PR #321, opened 2015-01-20
Robust tests for SLE12 branch

ancorgs:
Let's start fixing it in the SLE12 branch:

 * First, sync the tests with the ones in master (i.e. adding new tests for agents)
 * Then add the needed fixes. I didn't wanted to go too far in refactoring, just the minimum subset of fixes that makes SLE12 and master branch (and 13.2 I assume) work again.

Once merged, I'll create PR to merge the fixes to the other branches.

### DIFF
--- a/library/general/test/test_helper.rb
+++ b/library/general/test/test_helper.rb
@@ -3,4 +3,4 @@ inc_dirs = Dir.glob("#{top_srcdir}/library/*/src")
 ENV["Y2DIR"] = inc_dirs.join(":")
 
 require "yast"
-require_relative "SCRStub"
+require_relative "scr_stub"
--- a/library/general/test/test_helper.rb
+++ b/library/general/test/test_helper.rb
@@ -4,7 +4,3 @@ ENV["Y2DIR"] = inc_dirs.join(":")
 
 require "yast"
 require_relative "SCRStub"
-
-RSpec.configure do |c|
-  c.include SCRStub
-end
--- a/library/general/test/test_helper.rb
+++ b/library/general/test/test_helper.rb
@@ -1,4 +1,13 @@
-
 top_srcdir = File.expand_path("../../../..", __FILE__)
 inc_dirs = Dir.glob("#{top_srcdir}/library/*/src")
 ENV["Y2DIR"] = inc_dirs.join(":")
+
+def set_root_path(directory)
+  check_version = false
+  handle = Yast::WFM.SCROpen("chroot=#{directory}:scr", check_version)
+  Yast::WFM.SCRSetDefault(handle)
+end
+
+def reset_root_path
+  Yast::WFM.SCRClose(Yast::WFM.SCRGetDefault)
+end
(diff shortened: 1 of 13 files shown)


library/general/test/test_helper.rb
```diff
@@ -1,4 +1,10 @@
...
 top_srcdir = File.expand_path("../../../..", __FILE__)
 inc_dirs = Dir.glob("#{top_srcdir}/library/*/src")
 ENV["Y2DIR"] = inc_dirs.join(":")
+
+require "yast"
+require_relative "SCRStub"
+
+RSpec.configure do |c|
+  c.include SCRStub
+end
```
jreidinger: I think this part should be in `SCRStub` so when you require it, it is automatically assigned to RSpec. It will tight SCRStub to rspec, but it on other hand allow one place where we maintain connection and we do not need to fix all test_helper when rspec changes.

library/runlevel/test/service_test.rb
```diff
@@ -35,7 +35,7 @@ def stub_service_with(method, result)
       end
 
       it "returns the result of the original result of the command call" do
-        expect(Service.call("status", "sshd")).to be_kind_of(String)
+        expect(Service.call('status', 'sshd')).to be_kind_of(::String)
```
jreidinger: why this? our style guide say something different :)

jreidinger:
travis failed, probably due to rubocop, please check

library/system/test/kernel_test.rb
```diff
@@ -1,24 +1,21 @@
...
 Yast.import "Kernel"
 Yast.import "FileUtils"
-Yast.import "SCR"
-
-DEFAULT_DATA_DIR = File.join(File.expand_path(File.dirname(__FILE__)), "data/modules.d")
 
 describe "Kernel" do
-  before do
+  let(:stubbed_modules_dir) {
+    File.join(File.expand_path(File.dirname(__FILE__)), "data", "modules.d")
```
jreidinger: expand_path is useless here dirname of __FILE__ is already absolute.

library/runlevel/test/service_test.rb
ancorgs: Two days following the openQA's style guide for Perl confused me, I guess.

jreidinger: thats why we have mighty rubocop :)

jreidinger:
looks really good, just please improve a bit documentation and then LGTM and maybe SCRStub can be part of ruby bindings. Just please follow ruby convertion for naming files, so better to name it `scr_stub.rb`

ancorgs:
Updated, although I'm not 100% that scr_stub fits the convention, since there is actually not camelcasing between "SCR" and "Stub" in "SCRStub" (if you follow me). Other than that, I agree that it's a better file name, I was polluted by openQA and Perl again :-)

jreidinger:
@ancorgs LGTM . As long as we do not use rails auto require feature we are on safe side and I usually split it this way, so it is definitively better then before ;)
++++++++++++++++++++
### What is expected:
Your answer should be one number, the count of lines in the records that contain the word "part".

### Answer area:
2